AVAILABLE DATA |
PR #413, opened 2020-05-20
Encoding bug fix

### LINKED ISSUE #334: Cleanup: Add explicit encoding on open() calls
A bunch of files in this repo are opening JSONs without an explicit encoding. This can cause errors when running SeasonalBot locally, if:
- On Windows (which applies the cp-1252 encoding by default)
- The file contains some character which confuses cp-1252
- The user does not have the PYTHONUTF8 environment variable set to 1.

I don't know how rare an actual error is (I suppose most jsons we use are ascii-friendly), but the trivia_quiz cog wouldn't load for me.

Regardless, why not patch them all up?

### LINKED ISSUE #411: Files without an encoding specified may crash bot
On windows (possibly some other OSs), non utf8 default encodings are used which produces `UnicodeDecodeError`s when files with characters not included in the default encodings are read.

The main issue comes from `bot\resources\evergreen\trivia_quiz.json` which is always ran on bot startup, and crashes with the latin1 encoding (english windows); other files incompatible with the encoding are opened with utf8 specified.

Here's a small list of where the encoding should be specified, but may be incomplete as it was filtered manually https://paste.fuelrats.com/uxuyebomev.txt

The https://github.com/rayjolt/flake8-file-encoding flake8 plugin was suggested in #dev-contrib to mitigate this issue, but it does not check Pathlib's opens so I don't think it's worth adding to the linting process

- [X] Anyone can implement the bug fix

jodth07:
## Relevant Issues
- Cleanup: Add explicit encoding on open() calls #334
- Files without an encoding specified may crash bot #411

Closes #334 
Closes #411 

## Description
Added explicit encoding to `utf8` for cogs that open json or other text files.

## Reasoning
Though this did not cause errors in Unix based OS, it was causing errors when loading some of those files in windows OS.

## Additional Details
We may require explicit encoding going forward for other cogs being added to the bots that needs to read in a file.

## Did you:

### DIFF
--- a/bot/exts/christmas/adventofcode.py
+++ b/bot/exts/christmas/adventofcode.py
@@ -429,7 +429,7 @@ class AdventOfCode(commands.Cog):
 
     def _build_about_embed(self) -> discord.Embed:
         """Build and return the informational "About AoC" embed from the resources file."""
-        with self.about_aoc_filepath.open("r") as f:
+        with self.about_aoc_filepath.open("r", encoding="utf8") as f:
             embed_fields = json.load(f)
 
         about_embed = discord.Embed(title=self._base_url, colour=Colours.soft_green, url=self._base_url)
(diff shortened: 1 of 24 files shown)


kwzrd:
Thanks, I'll try to review this soon.

jodth07:
Sounds good, I will be updating this

PR #424, opened 2020-07-11
Created the statuscat command.

### LINKED ISSUE #423: Cat status codes
## Description

A command such as `.statuscat` would be implemented to visually show what different status codes are, with cats.

## Reasoning

For people who may be confused by status codes or need a reference when working on their projects, [https.cat](https://http.cat/) is the perfect resource. Humans can quickly either what the status code from the output of their program is trying to tell them, or use it as information when creating their website.

## Proposed Implementation

An embed with an image of a cat within. The image provided by [https.cat](https://http.cat/) has the status code and short description of what it means.
image
First link within the description of the embed is the link to the image, while the second is linked to the main website.
No need for API requests, as an image can be fetched by inserting the status code into an f-string. Here's a proposed chunk of code, which will be in a cog:
```python
@commands.command(aliases=['statuscat'])
async def http_cat(self, ctx, code: int):
    url = f'https://http.cat/{code}.jpg'
    embed = discord.Embed(
        description=(
            f'[`{code}`]({url})'
            '`Cat retrieved from:`[`http.cat`](https://http.cat/)'
        )
    )

    embed.set_image(url=url)

    await ctx.send(embed=embed)
```

## Additional Details

Not everyone likes cats, and maybe dogs should be inserted into the bot at a later time. This would be also a good opportunity to show non-cat people the ability of cats to be fantastic and/or odd.

Pros:
- Cats.

Cons:
- Dogs haven't been merged yet.

Xithrius:
## Relevant Issues

Closes #423 

## Description

I've added a command called `"http_cat"` with an alias `"statuscat"`. It recieves an integer from a user, then processes it through `http.HTTPStatus` to see if the status code actually exists. If it does, the URL will be valid and a picture will be displayed within an embed. If not, the embed won't show an image and instead it will tell you that the status code provided does not exist.

## Reasoning

Instead of using `aiohttp` with a `ClientSession` to get information from the URL, I simply used the URL as the image within the embed.

## Screenshots

image

## Additional notes:
When using a browser you can type in any code or string into the `code` section of the f-string `embed.set_image(url=f'https://http.cat/{code}.jpg')` and it will give you a 404 image. For whatever reason the image will not be put into the embed. Setting `code` to 404 will work, though.

## Did you:

### DIFF
--- a/bot/exts/evergreen/status_cats.py
+++ b/bot/exts/evergreen/status_cats.py
@@ -1,10 +1,7 @@
-import logging
 from http import HTTPStatus
 
 import discord
 from discord.ext import commands
-
-log = logging.getLogger(__name__)
 
 
 class StatusCats(commands.Cog):
@@ -20,12 +17,15 @@ class StatusCats(commands.Cog):
 
         try:
             HTTPStatus(code)
-            embed.set_image(url=f'https://http.cat/{code}.jpg')
 
         except ValueError:
             embed.set_footer(text='Inputted status code does not exist.')
 
-        await ctx.send(embed=embed)
+        else:
+            embed.set_image(url=f'https://http.cat/{code}.jpg')
+
+        finally:
+            await ctx.send(embed=embed)
 
 
 def setup(bot: commands.Bot) -> None:
--- a/bot/exts/evergreen/status_cats.py
+++ b/bot/exts/evergreen/status_cats.py
@@ -18,7 +18,6 @@ class StatusCats(commands.Cog):
         """Sends an embed with an image of a cat, potraying the status code."""
         embed = discord.Embed(title=f'**Status: {code}**')
 
-
         try:
             HTTPStatus(code)
             embed.set_image(url=f'https://http.cat/{code}.jpg')
--- a/bot/exts/evergreen/status_cats.py
+++ b/bot/exts/evergreen/status_cats.py
@@ -1,0 +1,33 @@
+import logging
+
+from discord.ext import commands
+from http import HTTPStatus
+import discord
+
+log = logging.getLogger(__name__)
+
+
+class StatusCats(commands.Cog):
+    """Commands that give statuses described and visualized by cats."""
+
+    def __init__(self, bot: commands.Bot):
+        self.bot = bot
+
+    @commands.command(aliases=['statuscat'])
+    async def http_cat(self, ctx, code: int) -> None:
+        """Sends an embed with an image of a cat, potraying the status code."""
+        embed = discord.Embed(title=f'**Status: {code}**')
+        embed.set_image(url=f'https://http.cat/{code}.jpg')
+
+        try:
+            HTTPStatus(code)
+
+        except ValueError:
+            embed.set_footer(text='Inputted status code does not exist.')
+
+        await ctx.send(embed=embed)
+
+
+def setup(bot: commands.Bot) -> None:
+    """Load the StatusCats cog."""
+    bot.add_cog(StatusCats(bot))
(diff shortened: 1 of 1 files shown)


bot/exts/evergreen/status_cats.py
```diff
@@ -0,0 +1,33 @@
...
+    async def http_cat(self, ctx: commands.Context, code: int) -> None:
+        """Sends an embed with an image of a cat, potraying the status code."""
+        embed = discord.Embed(title=f'**Status: {code}**')
+        embed.set_image(url=f'https://http.cat/{code}.jpg')
+
+        try:
+            HTTPStatus(code)
+
+        except ValueError:
+            embed.set_footer(text='Inputted status code does not exist.')
```
manusaurio, line 26: An image is set even if the status code doesn't pass the check in the following lines. This causes a funny side effect if you try `.statuscat 0`: [https://http.cat/0.jpg](https://http.cat/0.jpg) responds with a cat that's not even the 404 one, and it's displayed with the error message from the footer. You could move the `.set_image()` to the `try` or put it in an `else` block.
```suggestion


        try:
            HTTPStatus(code)
            embed.set_image(url=f'https://http.cat/{code}.jpg')

        except ValueError:
            embed.set_footer(text='Inputted status code does not exist.')
```

Xithrius: Looks good to me!

bot/exts/evergreen/status_cats.py
```diff
@@ -0,0 +1,33 @@
...
+        embed = discord.Embed(title=f'**Status: {code}**')
+
+        try:
+            HTTPStatus(code)
+            embed.set_image(url=f'https://http.cat/{code}.jpg')
+
+        except ValueError:
+            embed.set_footer(text='Inputted status code does not exist.')
+
+        await ctx.send(embed=embed)
```
Den4200, line 28:
```suggestion
        try:
            HTTPStatus(code)

        except ValueError:
            embed.set_footer(text='Inputted status code does not exist.')

        else:
            embed.set_image(url=f'https://http.cat/{code}.jpg')

        await ctx.send(embed=embed)
```
It's better to separate out this error catching and leave `embed.set_image` in the `else` clause. You could even add a `finally` clause for `ctx.send`, but that's not strictly necessary here.

bot/exts/evergreen/status_cats.py
```diff
@@ -0,0 +1,33 @@
...
+from http import HTTPStatus
+
+import discord
+from discord.ext import commands
+
+log = logging.getLogger(__name__)
+
+
+class StatusCats(commands.Cog):
+    """Commands that give statuses described and visualized by cats."""
```
Den4200, line 11:
```suggestion
    """Commands that give HTTP statuses described and visualized by cats."""
```
Maybe be a bit more specific here saying they're HTTP statuses?

bot/exts/evergreen/status_cats.py
```diff
@@ -0,0 +1,33 @@
+import logging
+from http import HTTPStatus
+
+import discord
+from discord.ext import commands
+
+log = logging.getLogger(__name__)
```
Den4200, line 7: Is this needed? There doesn't seem to be any logging within this cog.

Xithrius: Did that out of habit. Thanks for noticing!

bot/exts/evergreen/status_cats.py
Xithrius: I shall do this, and add the `finally` as well

PR #430, opened 2020-09-04
!wiki command

### LINKED ISSUE #331: Addition of a new command !wiki

Anubhav1603:
"Closes  #331"

when bot able to search
f1

when times up
fail

when error happen
error

It sends value error if user try to send str or float value
it gives list from which user can choose which one they wnt to check 


bot/exts/evergreen/wikipedia.py
```diff
@@ -0,0 +1,84 @@
...
+            else:
+                page.append(a["title"])
+        log.info("appening titles")
+        return page
+
+    @commands.command(name="wikipedia", aliases=["wiki"])
+    async def w_pedia(self, ctx: commands.Context, *, search: str) -> None:
+        """Gives list of item."""
+        final = []
+        s = ''
```
RohanJnr, line 45: Could use better variable names, example: `search_description` instead of `s`?

bot/exts/evergreen/wikipedia.py
```diff
@@ -0,0 +1,84 @@
...
+        if title is None:
+            await ctx.send("Sorry, we could not find a wikipedia article using that search term")
+            return
+
+        for i in title:
+            t = i.replace(" ", "_")  # wikipedia uses "_" as spaces
+            final.append(t)
+
+        async with ctx.typing():
+            for index, (a, j) in enumerate(zip(title, final), start=1):
```
RohanJnr, line 61: here too, instead of `a` and `j`, we can use better names. maybe rename `title` -> `titles` and `a`-> `title`.

bot/exts/evergreen/wikipedia.py
```diff
@@ -0,0 +1,84 @@
...
+                s = s + f'`{index}` [{a}]({WIKIPEDIA_URL.format(title=j)})\n'
```
RohanJnr, line 62: this is the second time we are looping over the `title` list and the final list is not required. we can simply replace `j` with `a.replace(" ", "_")`. (`a` should be renamed as mentioned in a previous comment).
This way, we don't have to loop over the `title` list 2 times and populate the `final` list as done in line 52.

bot/exts/evergreen/wikipedia.py
```diff
@@ -0,0 +1,84 @@
...
+        async with self.http_session.get(SEARCH_API.format(search_term=search_term)) as response:
+            data = await response.json()
+        page = []
+
+        search_result = data["query"]["search"]
+        if len(search_result) == 0:
+            return None
+
+        # we dont like "may refere to" pages.
+        for a in search_result:
```
RohanJnr, line 33: we can use a better name instead of `a` here.
Maybe rename `search_result` -> `search_results` and `a` -> `search_result`.

RohanJnr (changes requested):
The feature works well. Just a few coding conventions to change here and there.

Also, this is my first review on a pydis PR, would love to hear some feedback on this.

Anubhav1603:
Ok I will make changes according to what u said :) btw this is my first pr also in pydis too

bot/exts/evergreen/wikipedia.py
```diff
@@ -0,0 +1,84 @@
...
+            embed = Embed(colour=Color.blue(), title=f"Wikipedia results for `{search}`", description=s_desc)
+            embed.timestamp = datetime.datetime.utcnow()
+            await ctx.send(embed=embed)
+
+        embed = Embed(colour=Color.green(), description="Enter number to choose")
+        msg = await ctx.send(embed=embed)
+
+        try:
+            user = await ctx.bot.wait_for('message', timeout=60.0, check=check)
+            await ctx.send(WIKIPEDIA_URL.format(title=final[int(user.content) - 1]))
```
ikuyarihS, line 72: There will be an error here when entering a negative number or a number that is greater than the amount of results:

```py
  File "/usr/local/lib/python3.8/site-packages/discord/ext/commands/core.py", line 85, in wrapped
  File "/bot/bot/exts/evergreen/wikipedia.py", line 72, in w_pedia
    await ctx.send(WIKIPEDIA_URL.format(title=final[int(user.content) - 1]))
IndexError: list index out of range
```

WORK TO BE COMPLETED |
In restating the data, begin at its first line, reproduce each line word for word, and conclude with the line that contains "- The user does".

OUTPUT FOR THIS TASK |
PR #413, opened 2020-05-20
Encoding bug fix

### LINKED ISSUE #334: Cleanup: Add explicit encoding on open() calls
A bunch of files in this repo are opening JSONs without an explicit encoding. This can cause errors when running SeasonalBot locally, if:
- On Windows (which applies the cp-1252 encoding by default)
- The file contains some character which confuses cp-1252
- The user does not have the PYTHONUTF8 environment variable set to 1.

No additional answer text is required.